Proposed model of action of tumor-derived factors and mechanical stimulation on myotubes and myoblasts. Mixed cultures of myotubes and myoblasts mature in culture by increasing the diameter of myotubes, the fusion index (i.e., myogenic differentiation tout court, including the formation of novel myotubes) and the number of nuclei per myotube (i.e., myotube accretion by incorporation of myoblasts). C26 tumor-derived factors include activin and induce further expression and release of activin as well as a decrease of follistatin expression and its release by muscle cells, ultimately leading to myotube atrophy, a block of myogenic differentiation and hampered incorporation of myoblasts into myotubes.
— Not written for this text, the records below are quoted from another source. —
PR #1840, opened 2024-03-07
Add vm trace

piotmag769:
Closes #

## Introduced changes

-

## Checklist

- [ ] Linked relevant issue
- [ ] Added relevant tests


crates/cheatnet/src/runtime_extensions/call_to_blockifier_runtime_extension/mod.rs
```diff
@@ -177,7 +177,6 @@ fn execute_syscall<Request: ExecuteCall + SyscallRequest>(
     Ok(())
 }
 
-#[derive(Debug)]
```
piotmag769, line 180: All `Clone` and `Debug` derives are due to `TraceEntry` not implementing any of these. Maybe I should use the `ProfilerTraceEntry` from here instead of the vm type? It leaks the abstraction, but saves type conversion on potentially thousands of struct entities during `ProfilerCallTrace` building

crates/cheatnet/src/runtime_extensions/call_to_blockifier_runtime_extension/execution/deprecated/cairo0_execution.rs
```diff
@@ -66,24 +67,25 @@ pub fn execute_entry_point_call_cairo0(
...
+        vm,
+        runner,
+        cheatable_syscall_handler.extended_runtime.hint_handler,
+        call,
+        previous_vm_resources,
+        implicit_args,
+        n_total_args,
+    )?;
+
+    Ok((execution_result, syscall_counter, vec![]))
```
piotmag769, line 87: Just to keep type the same with `execute_entry_point_call_cairo1`

crates/forge-runner/src/build_trace_data.rs
```diff
@@ -49,6 +50,11 @@ pub fn build_profiler_call_trace(
             .iter()
             .map(|c| build_profiler_call_trace(c, contracts_data))
             .collect(),
+        vm_trace: value
+            .vm_trace
+            .iter()
+            .map(build_profiler_trace_entry)
+            .collect(),
```
piotmag769, line 57: This can be quite expensive (millions of elements potentially)

crates/cheatnet/src/runtime_extensions/common.rs
```diff
@@ -23,3 +25,16 @@ pub fn sum_syscall_counters(mut a: SyscallCounter, b: &SyscallCounter) -> Syscal
...
+pub fn get_relocated_vm_trace(vm: &VirtualMachine) -> Vec<TraceEntry> {
+    vm.get_relocated_trace()
+        .unwrap()
+        .iter()
+        .map(|x| TraceEntry {
+            pc: x.pc,
+            ap: x.ap,
+            fp: x.fp,
+        })
+        .collect()
```
piotmag769, line 39: This can be quite expensive too (millions of elements potentially), maybe we should collect it conditionally? Sadly `get_relocated_trace` returns a reference to a vector :/

crates/forge-runner/src/build_trace_data.rs
```diff
@@ -192,6 +198,14 @@ fn build_profiler_call_type(value: CallType) -> ProfilerCallType {
     }
 }
 
+fn build_profiler_trace_entry(value: &TraceEntry) -> ProfilerTraceEntry {
```
Arcticae, line 201: unidiomatic construction (use `From` instead)

crates/cheatnet/src/runtime_extensions/call_to_blockifier_runtime_extension/execution/entry_point.rs
```diff
@@ -172,18 +174,23 @@ pub fn execute_call_entry_point(
...
-        Ok((call_info, syscall_counter)) => remove_syscall_resources_and_exit_success_call(
-            call_info,
-            syscall_counter,
-            context,
-            resources,
-            runtime_state,
-        ),
-        Err(err) => exit_error_call(err, runtime_state, resources, entry_point),
+    match result {
+        Ok((call_info, syscall_counter, vm_trace)) => {
```
Arcticae, line 178: If the trace is heavy, won't this affect our memory footprint/perf significantly? 
Have you checked this?

Arcticae: I think this is worth benchmarking

crates/forge-runner/src/build_trace_data.rs
MaksymilianDemitraszek: I think both types here do not belong to this package so unfortunately you cannot. It is consistent with other methods in this module though.

crates/cheatnet/src/runtime_extensions/call_to_blockifier_runtime_extension/execution/entry_point.rs
piotmag769: This line or this PR in general? The PR prob will. I can collect the traces conditionally (only when `--save-trace-data` or `--build-profile` flag is used), WDYT?

Arcticae: That's reasonable for me. Although i would check the performance anyway.

piotmag769: They changed nothing for our current benchmarks, it prob will for larger tests, but my approach will be the same anyways

cc @cptartur - first benchmark usage 🎉

crates/cheatnet/src/state.rs
```diff
@@ -423,7 +433,12 @@ impl TraceData {
         used_syscalls: SyscallCounter,
         result: CallResult,
         l2_to_l1_messages: &[OrderedL2ToL1Message],
+        vm_trace: Option<Vec<TraceEntry>>,
     ) {
+        assert!(
+            (vm_trace.is_some() && self.collect_vm_trace)
+                || (vm_trace.is_none() && !self.collect_vm_trace)
+        );
```
piotmag769, line 441: To make optional collection I would have to either use `Option` (which I did) or use dynamic dispatching (overkill). This is the best type guarantee I can make for the way I did it

crates/cheatnet/src/state.rs
```diff
@@ -387,6 +388,14 @@ impl CheatnetState {
...
 
 impl TraceData {
+    #[must_use]
+    pub fn default_vm_trace(&self) -> Option<Vec<TraceEntry>> {
+        if self.collect_vm_trace {
+            Some(vec![])
+        } else {
+            None
+        }
+    }
```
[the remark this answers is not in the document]
MaksymilianDemitraszek: We probably need to change the signature on the side of the profiler though.

MaksymilianDemitraszek (approved):
Please address the comments first, expecially the one with default value

crates/forge-runner/src/running.rs
```diff
@@ -219,6 +218,8 @@ pub fn run_test_case(
         block_info,
         ..Default::default()
     };
+    cheatnet_state.trace_data.collect_vm_trace =
+        runner_config.execution_data_to_save.is_vm_trace_needed();
```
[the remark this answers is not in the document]
piotmag769: I wanted to avoid using verbs in function name (since it suggests it does sth), I can change it for consistency

crates/forge-runner/src/build_trace_data.rs
```diff
@@ -32,14 +32,20 @@ pub const TRACE_DIR: &str = ".snfoundry_trace";
 pub const TEST_CODE_CONTRACT_NAME: &str = "SNFORGE_TEST_CODE";
 pub const TEST_CODE_FUNCTION_NAME: &str = "SNFORGE_TEST_CODE_FUNCTION";
 
-#[must_use]
 pub fn build_profiler_call_trace(
     value: &Rc<RefCell<CallTrace>>,
     contracts_data: &ContractsData,
-) -> ProfilerCallTrace {
+) -> Option<ProfilerCallTrace> {
```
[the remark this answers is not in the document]
piotmag769: We only need the `ProfilerCallTrace` when want to save the call trace data - that's how we determine if we want to collect the vm trace (since collecting the vm trace can impact the memory usage). We decide based on the `ExecutionDataToSave` if we need the vm trace or not. If we don't then all the `CallTrace` structs will contain `vm_trace: None`. Since profiler struct requires vm_trace we cannot build the profiler struct in that case (we don't need it anyways) - that's why I made the trace field in test result in `TestCaseSummary::<Single>::Passed` optional - so this function will return `None`.

I thought about it for a bit and imo it is the best option without introducing type families, which would change 1241241 signatures (really, tried it and gave up).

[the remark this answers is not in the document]
piotmag769: The other idea was to pass `ExecutionData` to this function and assert that the `vm_trace` is indeed `Some` or `None` as implied by `ExecutionData`, but it adds even more params to functions and I didn't see a clear benefit of that other asserting that we for sure don't collect the trace when not needed - if we don't collect the trace when required the code will panic in `maybe_save_execution_data`

crates/cheatnet/src/state.rs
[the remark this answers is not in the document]
piotmag769: >Why we need a default 🤔 It seems like a possible source of bugs. Wouldn't be better to make it Optional?

I don't understand wdym

THenry14 (commented):
looks good from sncast team's point of view.
I don't give an explicit approval though, since I don't quite understand all the blockifier-rlated changes (I'm afraid I do not have enough context, sorry)

crates/cheatnet/src/state.rs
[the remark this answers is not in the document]
piotmag769: Done

crates/forge-runner/src/build_trace_data.rs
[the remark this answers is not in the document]
piotmag769: Changed, no longer an option

Arcticae (approved):

crates/cheatnet/src/runtime_extensions/call_to_blockifier_runtime_extension/execution/cairo1_execution.rs
```diff
@@ -31,7 +34,7 @@ pub fn execute_entry_point_call_cairo1(
     runtime_state: &mut RuntimeState, // Added parameter
     resources: &mut ExecutionResources,
     context: &mut EntryPointExecutionContext,
-) -> EntryPointExecutionResult<(CallInfo, SyscallCounter)> {
+) -> EntryPointExecutionResult<(CallInfo, SyscallCounter, Option<Vec<TraceEntry>>)> {
```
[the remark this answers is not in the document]
piotmag769: If it gets to 4 elements I will consider it xD

PR #1842, opened 2024-03-07
Hoist all deps to workspace

### LINKED ISSUE #1527: Hoist dependencies, extract dev-dependencies
Every non-local dep in package specific Cargo.tomls should be inherited from the workspace Cargo.toml. We should also extract dev-depencencies like `indoc`

MaksymilianDemitraszek:
Closes #1527 

## Checklist

- [x] Linked relevant issue
- [x] Added relevant tests


Cargo.toml
```diff
@@ -85,3 +85,28 @@ num-integer = "0.1.46"
 scarb-ui = "0.1.3"
 semver = "1.0.22"
 bimap = "0.6.3"
+primitive-types = "0.12.1"
+shellexpand = "3.1.0"
+toml = "0.8.10"
+rpassword = "7.3.1"
+promptly = "0.3.1"
+# Freeze reqwest dependency, because newer versions cause cast tests to fail on macs
+reqwest = "0.11.18"
```
piotmag769, line 94: Missing `=`

crates/sncast/Cargo.toml
```diff
@@ -42,19 +41,19 @@ cairo-vm.workspace = true
...
+base16ct.workspace = true
 
 [dev-dependencies]
 ctor.workspace = true
 snapbox.workspace = true
 indoc.workspace = true
 project-root.workspace = true
-reqwest = "0.11.18"
-tempfile = "3.10.1"
+reqwest.workspace = true
```
piotmag769, line 52: It is both in dev-deps and in dependencies, is it on purpose? @THenry14

piotmag769 (approved):
Looks good, we could also omit patch versions where possible just like Scarb does (e.g. 1.9 instead of 1.9.1)

MaksymilianDemitraszek:
@piotmag769 are there any actual benefits of doing so? I think result is the same, what we have now is only slightly more cluttered, no?

crates/sncast/Cargo.toml
MaksymilianDemitraszek: I don't think this is necessary, removed from dev deps

piotmag769:
@MaksymilianDemitraszek true, up 2 u

crates/forge/Cargo.toml
```diff
@@ -45,15 +43,15 @@ rand.workspace = true
...
 cairo-vm.workspace = true
-ark-ff = "0.4.0-alpha.7"
-ark-std = "0.4.0"
-ark-secp256k1 = "0.4.0"
-ark-secp256r1 = "0.4.0"
+ark-ff.workspace = true
+ark-std.workspace = true
+ark-secp256k1.workspace = true
+ark-secp256r1.workspace = true
 # openssl is being used, please do not remove it!
```
war-in, line 52: This comment can be moved to the top Cargo.toml

MaksymilianDemitraszek: I don't think so (I did so at first) I think it should be here because it is used invisibly by **this** package. In workspace we should only keep comments regarding the versions etc.

PR #1843, opened 2024-03-07
Parsing arguments from memory now fail single test only

### LINKED ISSUE #1469: Parsing arguments from memory panics
We should instead fail the test and suggest upgrading the tool/using higher specific version

This was the case especially for the new Cheatcode interface which can be used as a case study

Draggu:
Closes #1469

## Introduced changes

- Parsing arguments from memory now fail single test with message, instead of stoping execution

## Checklist

- [x] Linked relevant issue
- [x] Added relevant tests

### DIFF
--- a/crates/cheatnet/src/runtime_extensions/forge_runtime_extension/mod.rs
+++ b/crates/cheatnet/src/runtime_extensions/forge_runtime_extension/mod.rs
@@ -32,7 +32,7 @@ use crate::runtime_extensions::forge_runtime_extension::cheatcodes::storage::{
 use crate::runtime_extensions::forge_runtime_extension::file_operations::string_into_felt;
 use cairo_lang_starknet::contract::starknet_keccak;
 use conversions::byte_array::ByteArray;
-use runtime::utils::BufferReader;
+use runtime::utils::{BufferReadResult, BufferReader};
 use runtime::{
     CheatcodeHandlingResult, EnhancedHintError, ExtendedRuntime, ExtensionLogic,
     SyscallHandlingResult,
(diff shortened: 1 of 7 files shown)


crates/cheatnet/tests/cheatcodes/spoof.rs
```diff
@@ -113,22 +111,24 @@ impl TxInfo {
...
-        let resource_bounds_len = reader.read_felt();
-        let resource_bounds = reader.read_vec_body(
-            3 * resource_bounds_len.to_usize().unwrap(), // ResourceBounds struct has 3 fields
-        );
-        let tip = reader.read_felt();
-        let paymaster_data = reader.read_vec();
-        let nonce_data_availability_mode = reader.read_felt();
-        let fee_data_availability_mode = reader.read_felt();
-        let account_deployment_data = reader.read_vec();
+        let version = reader.read_felt().unwrap();
```
Arcticae, line 114: Shouldn't this also return the `Result`? Isn't it possible that the failure will crash the runner here?

Arcticae (approved):
LGTM, one nitpick

crates/cheatnet/tests/cheatcodes/spoof.rs
piotmag769: Why do we unwrap here? Would be nice to leave a comment before resolving

crates/cheatnet/src/runtime_extensions/forge_runtime_extension/mod.rs
```diff
@@ -54,25 +54,26 @@ pub struct ForgeExtension<'a> {
...
             Some(2) => {
                 let contract_addresses: Vec<_> = self
-                    .read_vec()
+                    .read_vec()?
                     .iter()
                     .map(|el| ContractAddress::from_(el.clone()))
                     .collect();
                 CheatTarget::Multiple(contract_addresses)
             }
             _ => unreachable!("Invalid CheatTarget variant"),
```
piotmag769, line 75: I know I approved it but I noticed that this can also panic (e.g. if we add additional enum variants and someone doesn't swtich the backend etc.). Can we fix this?

crates/cheatnet/tests/cheatcodes/spoof.rs
Draggu: Because it's in our tests only

crates/cheatnet/src/runtime_extensions/forge_runtime_extension/mod.rs
Draggu: https://github.com/foundry-rs/starknet-foundry/pull/1880

PR #1846, opened 2024-03-08
Hotfix `--build-profile`

piotmag769:


war-in (approved):

MaksymilianDemitraszek:
We agreed with @Arcticae that it should be an error.

piotmag769:
@Arcticae now it throws an error instead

On the other hand, mechanical stimulation counteracts the negative effects exerted by tumor-derived factors on muscle cells by diminishing the levels of activin available to bind actRIIB: this is obtained by reducing activin concentration in the medium and by rescuing follistatin release by muscle cells. Recombinant activin (rActivin A) mimics tumor CM and its effects are counteracted by recombinant follistatin (rFollistatin). However, rFollistatin only partially counteracts CM: since, in the presence of CM, follistatin rescues the fusion index but not myotube diameter nor the number of NpM, while mechanical stimulation also reverts CM-mediated effects on myotube size, follistatin is mostly responsible for the regulation of myogenic differentiation, while mechanical stimulation preserves myotube size through additional mechanisms. The signaling pathways downstream of actRIIB involve the activation of SMAD2/3 transcriptional activity, which is increased by tumor-derived factors and decreased by mechanical stimulation, resulting in the regulation of MRF expression leading to myoblast differentiation and fusion.